For a logistic regression model on a dataset with 5,000 observations: set step size = 0.01, batch size = 128, iterations = 20,000. SGLD generates approximately 8,500 effective samples (ESS) with R-hat = 1.02 across parameters. Stochastic bias remains 0.003 (negligible), Langevin noise ≈ 0.015 enables exploration, mixing time ≈ 450 iterations. Posterior coverage achieves 94% credible intervals, matching theoretical 95% nominal level.
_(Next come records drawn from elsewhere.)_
PR #2543, opened 2025-03-08
handle focus switch for <Modifier-Click> (fixes macOS behavior)

### LINKED ISSUE #2347: Edit/Perform mode switch not possible after Cmd+Click in other Pd window
this has already been an issue with Pd 0.54-1 - so it's not a regression.

tested and reliably reproduced many times now on `macOS sonoma` with `Pd 0.55.0` and `Pd 0.54` (also: Macbook Air M2 - but i assume that's not relevant):
1. create new patch window
2. create another patch window
3. create some random object
4. `Cmd`+`Click` in the other window (this obviously makes more sense if there's anything to interact with like a slider/bang/toggle/nbx - but for reproducing the issue, Cmd+Click on the empty canvas also works)
5. try to edit the previously created random object
6. try to switch edit/perform mode and see how window and cursor seem to be in "opposite" modes (window saying "[edit]" and cursor is regular mouse pointer ... or window without "[edit]" and hand cursor)

some more details:
* when creating a new object in this _failed_ state, it will ignore the mouse position and is created at the top left default (?) position
* if the text of an object was edited during `Cmd`+`Click`, entering text will still work afterwards (while mouse interaction doesn't)

... i didn't report this earlier since i got somewhat used to it, but it's quite annoying (since it breaks interaction flow) - and after another user reported something similar on the forum, i eventually tried to find a way to reproduce it.

ben-wes:
closes #2347

this fixes the macOS issue mentioned above where a `cmd`+`click` in another patch window changes the "interaction focus", but the previously focused window still looks like the one in focus and an actual focus change back to the front window requires a clicks outside and then inside the front window.

not sure if this is the proper way to fix this - but it does solve this rather annoying behavior by forcing the window focus for modifier+click.

currently only tested on macOS. ~~maybe this should be macOS-only code, since it doesn't seem to cause issues on other systems?~~ EDIT: forced focus only happens on macOS now.

### DIFF
--- a/tcl/pd_bindings.tcl
+++ b/tcl/pd_bindings.tcl
@@ -221,17 +221,17 @@ proc ::pd_bindings::patch_bindings {mytoplevel} {
     bind $tkcanvas <Shift-ButtonPress-1> \
         "pdtk_canvas_mouse %W %x %y %b 1"
     bind $tkcanvas <$::modifier-ButtonPress-1> \
-        "pdtk_canvas_mouse %W %x %y %b 2"
+        "::pd_bindings::handle_modifier_click %W %x %y %b 2"
     bind $tkcanvas <$::modifier-Shift-ButtonPress-1> \
-        "pdtk_canvas_mouse %W %x %y %b 3"
+        "::pd_bindings::handle_modifier_click %W %x %y %b 3"
     bind $tkcanvas <$alt-ButtonPress-1> \
         "pdtk_canvas_mouse %W %x %y %b 4"
     bind $tkcanvas <$alt-Shift-ButtonPress-1> \
         "pdtk_canvas_mouse %W %x %y %b 5"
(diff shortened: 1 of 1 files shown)


umlaeute:
did you test on TclTk-9.0 as well?

ben-wes:
> did you test on TclTk-9.0 as well?

it shows the same issue and is working with this fix.

but i realize now when checking TclTk 8 vs. 9 again, that the cursor for the temporary run mode on interactive objects is switching to the hand when interacting. hmpf. that's a minor regression (although it fixes a worse issue imho). no idea where to fix that yet.

ben-wes:
fixed this now. it still doesn't handle cursors correctly for focus changes - but that's not a regression.

my previous version was also rather flawed since it reset the focus with every `<Modifier-Click>`. also, i added a macOS check for the forced focus - so other systems should not be affected (except for calling `pdtk_canvas_mouse` through the additional event handler).

PR #2552, opened 2025-03-16
add function that returns Pd's current color scheme

myQwil:
Most externals rely on Pd's built-in drawing methods for displaying its box and text, but in the case of a gui external, the colors of its text and borders are set independently from Pd, either by the user or hard-coded.

As someone who uses a slightly modified version of Pd with a dark theme, this creates a problem where new instances of a gui external will be virtually invisible unless the external was built to match the color scheme of a particular version of Pd.

This problem can be solved by adding a function that returns Pd's color scheme at run-time.


umlaeute:
I so wished that we could define our own colors in tk for canvas draw instruction (so rather than hardcoding the values in the C side or using tcl variables, instead us using `-fill blue` we could use `-fill color_selected`

but anyhow, this is practically a duplicate of 
- https://github.com/pure-data/pure-data/pull/2502
- https://github.com/pure-data/pure-data/pull/196

and of course
- https://github.com/pure-data/pure-data/pull/1765


though your solution uses a radically different approach (somewhat understandable, given that #196 has been lingering since 2017...)

myQwil:
These look like good solutions. They seem to be oriented more towards implementing color customizability in Pd, whereas this proposal is only concerned with providing outline colors at run-time, making it a much smaller change.

Maybe this proposal could be changed to reflect one component of one of these bigger proposals.

millerpuckette:
I think this is done by THISGUI->i_foregroundcolor (etc) now.  I agree that it's best to let externs see Pd's color scheme as C variables.

myQwil:
That works for me. Thank you for adding that :)

The only thing I would suggest is, maybe instead of symbols, they would be better suited as integers. That way, they would match the `x_fcol`, `x_bcol`, and `x_lcol` fields in `t_iemgui`.

I'll close this PR, but if you like that suggestion, I'd be happy to make those changes in a separate PR.

millerpuckette:
I think it's better to keep them with the "#" symbols so as not to get them confused with the "999" color convention used throughout the data/drawpolygon/etc. objects.

PR #2569, opened 2025-04-19
feat: Add support to `oscparse` for handling `d` type tag (double)

mitchmindtree:
The [Open Sound Control 1.0 spec](https://opensoundcontrol.stanford.edu/spec-1_0.html) mentions a (non-standard) `d` type tag for handling 64-bit floating point values. This adds support to the `oscparse` object for parsing osc args of this type.

Note that this implementation results in a potentially lossy conversion from `double` to `t_float` in the case that `t_float` is `float`.

This was motivated by some personal software that emits doubles for certain control values. Previously I was receiving these in supercollider without issue, but after experimenting with receiving the same data in puredata I noticed the `d` tag was unsupported, so thought I'd have a go at contributing it! If the non-standard flags are intentionally unsupported, feel free to disregard.

### DIFF
--- a/src/x_misc.c
+++ b/src/x_misc.c
@@ -294,17 +294,21 @@ typedef struct _oscparse
                     ((((int)(((x)+2)->a_w.w_float)) & 0xff) << 8) | \
                     ((((int)(((x)+3)->a_w.w_float)) & 0xff) << 0)
 
-#define READDOUBLE(x) ({ \
-    uint32_t hi = READINT(x); \
-    uint32_t lo = READINT((x)+4); \
-    union { \
-        double d; \
-        struct { uint32_t lo; uint32_t hi; } i; \
-    } u; \
-    u.i.lo = lo; \
-    u.i.hi = hi; \
-    u.d; \
-})
+static double readdouble(t_atom *x)
+{
+    uint32_t hi = READINT(x);
+    uint32_t lo = READINT((x)+4);
+    union {
+        double d;
+        struct {
+            uint32_t lo;
+            uint32_t hi;
+        } i;
+    } u;
+    u.i.lo = lo;
+    u.i.hi = hi;
+    return u.d;
+}
 
 static t_symbol *grabstring(int argc, t_atom *argv, int *ip, int slash)
 {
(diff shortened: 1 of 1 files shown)


src/x_misc.c
```diff
@@ -294,17 +294,21 @@ typedef struct _oscparse
...
-    uint32_t lo = READINT((x)+4); \
-    union { \
-        double d; \
-        struct { uint32_t lo; uint32_t hi; } i; \
-    } u; \
-    u.i.lo = lo; \
-    u.i.hi = hi; \
-    u.d; \
-})
+static double readdouble(t_atom *x)
```
umlaeute, line 297: that should probably be `inline`  (e.g. using the `PD_INLINE` macro)

umlaeute:
to be honest, i don't think that OSC will officialize anything within the next few decades...[OSC-1.1](https://opensoundcontrol.stanford.edu/files/2009-NIME-OSC-1.1.pdf) has been proposed in 2009, and it is still only available as a PDF-download of a NIME paper. :shrug: )

however, if ever Pd64 is going official, it would be nice to be able to send numbers without precision loss...
(even if for backwards compatibility, the default type for `t_float` should probably stay `f`).

speaking of OSC-1.1, there are a couple of types that are now *required*.
the changes are

| type | explanation | possible Pd atom |
|---|---|---|
| `T` | *true* | `1` |
| `F` | *false* | `0` |
| `N` | *nil* | ??? |
| `I` | *impulse* | `bang`? |
| `t` | *timetag* | ??? |

danomatika:
I would consider the double tag canonical. Lots of environments use it and I would just cast it to float for non-double Pd.

danomatika:
For reference, [openFrameworks supports the following](https://github.com/openframeworks/openFrameworks/blob/master/addons/ofxOsc/src/ofxOscMessage.h):

```
i - int 32
h - int 64
f - float 32
d - float 64
s - string
S - symbol (usually handled like a string)
c - char
m - 4 byte midi message
T - bool true
F - bool false
N - nil/none
I - infinitum
t - 64-bit NTP time tag
b - blob, contains child messages
r - rgba 32
```

...but this is largely because it wraps oscpack which supports the full spec, more or less.

In practice, I'd argue that these are IMO canonical across most environments using OSC:
```
i - int 32
h - int 64
f - float 32
d - float 64
s - string
b - blob, contains child messages
```
String is often used for char and symbol. The boolean types end up being sent as number types. Sending a message without arguments is sufficient for a "bang" aka impulse.

millerpuckette:
OK, let's do it and not worry about OSC ever becoming a proper standard :)

PR #2574, opened 2025-05-15
Add [filtercoeff] abstraction to 'extra'

### LINKED ISSUE #1657: suggestion: add abstraction to calculate biquad coefficients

Compare against full-batch HMC (mixing time ~200 iters but O(N) cost) and standard SGD (zero posterior samples).

Practical Notes

  1. Step size inversely affects bias–variance: 0.001 gives bias < 0.001 but ESS drops 40%; use cross-validation on hold-out predictive likelihood to select optimal step size.
  2. Batch size tuning: B = sqrt(N) empirically minimizes mixing time; for N = 10,000, target B ≈ 100 balances noise and computational cost per iteration.
  3. Warm-up phase: discard first 20% of iterations to eliminate initialization transient; reset R-hat diagnostic after warm-up to detect late-stage non-convergence.
  4. High-dimensional inference (p > 1,000): increase iterations 5× and reduce step size to 0.001–0.005 to maintain ESS per parameter above 400.